*** Opening DATA FOR THIS TASK ***

PR #692, opened 2023-12-15
feat: implement `From` trait for termion to `Style` related structs

Valentin271:
Relates to #679

### DIFF
--- a/src/backend/termion.rs
+++ b/src/backend/termion.rs
@@ -379,6 +379,30 @@ impl fmt::Display for ModifierDiff {
     }
 }
 
+macro_rules! from_termion_for_modifier {
+    ($termion_modifier:ident, $modifier: ident) => {
+        impl From<termion::style::$termion_modifier> for Modifier {
+            fn from(_: termion::style::$termion_modifier) -> Self {
+                Modifier::$modifier
+            }
+        }
+    };
+}
+
+from_termion_for_modifier!(Invert, REVERSED);
+from_termion_for_modifier!(Bold, BOLD);
+from_termion_for_modifier!(Italic, ITALIC);
+from_termion_for_modifier!(Underline, UNDERLINED);
+from_termion_for_modifier!(Faint, DIM);
+from_termion_for_modifier!(CrossedOut, CROSSED_OUT);
+from_termion_for_modifier!(Blink, SLOW_BLINK);
+
+impl From<termion::style::Reset> for Modifier {
+    fn from(_: termion::style::Reset) -> Self {
+        Modifier::empty()
+    }
+}
+
 #[cfg(test)]
 mod tests {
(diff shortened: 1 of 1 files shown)


src/backend/termion.rs
```diff
@@ -338,3 +416,231 @@ impl fmt::Display for ModifierDiff {
...
+        use tcolor::Fg;
+
+        assert_eq!(
+            Style::from(Fg(tcolor::Reset)),
+            Style::default().fg(Color::Reset)
+        );
+        assert_eq!(
+            Style::from(Fg(tcolor::Black)),
+            Style::default().fg(Color::Black)
+        );
```
orhun, line 564: We can potentially have a loop with a tuple values for reducing the code repetition but I guess then it is harder to track which test has failed from the output. Either way, I just wanted to ask your opinion on this.

orhun (commented):
Generally LGTM, just had one comment.

src/backend/termion.rs
Valentin271: I thought of doing that. 

> harder to track which test has failed

True, but for ~100 lines of basically enum testing I would have done it.

Concerning the loop, termion colors are not an enum, each color is a different type and they all implement the `Color` trait.
So I could have tuples of `(dyn Color, _)` or similar. But the `From` trait is implemented on each color struct, not on the `Color` trait.

That's the reason for the macro, will be the same for termwiz and I must say this is annoying.

orhun: > So I could have tuples of (dyn Color, _) or similar. But the From trait is implemented on each color struct, not on the Color trait.

So you have to use dyn Color then you need to convert it back to a struct, yeah, this is annoying.

> Alternative is to test just a few combinations 

Or we can just keep it like this 😅

Valentin271: > convert it back to a struct, yeah, this is annoying

I don't think I could even do it in a loop, because they're all different struct, and downcast take a template parameter ...

Anyway I agree on this :smile:

> Or we can just keep it like this

orhun (approved):

src/backend/termion.rs
joshka: Perhaps consider whether each assert can be a single line by using shorter import aliases (e.g TC::) and stylize shortcuts (e.g. Style::new().on_red())

Valentin271: Good idea! It worked, made the tests a lot cleaner and easier to read

joshka: Or perhaps use .into() to avoid Style::From()

Valentin271: This won't work, rustc is unable to infer the target type and requires an annotation.

joshka (approved):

*** Closing DATA FOR THIS TASK ***

▸ WHAT YOU SHOULD DO:
Gather from the records above every line containing the string "default".

▸ ANSWER SECTION:
+            Style::default().fg(Color::Reset)
+            Style::default().fg(Color::Black)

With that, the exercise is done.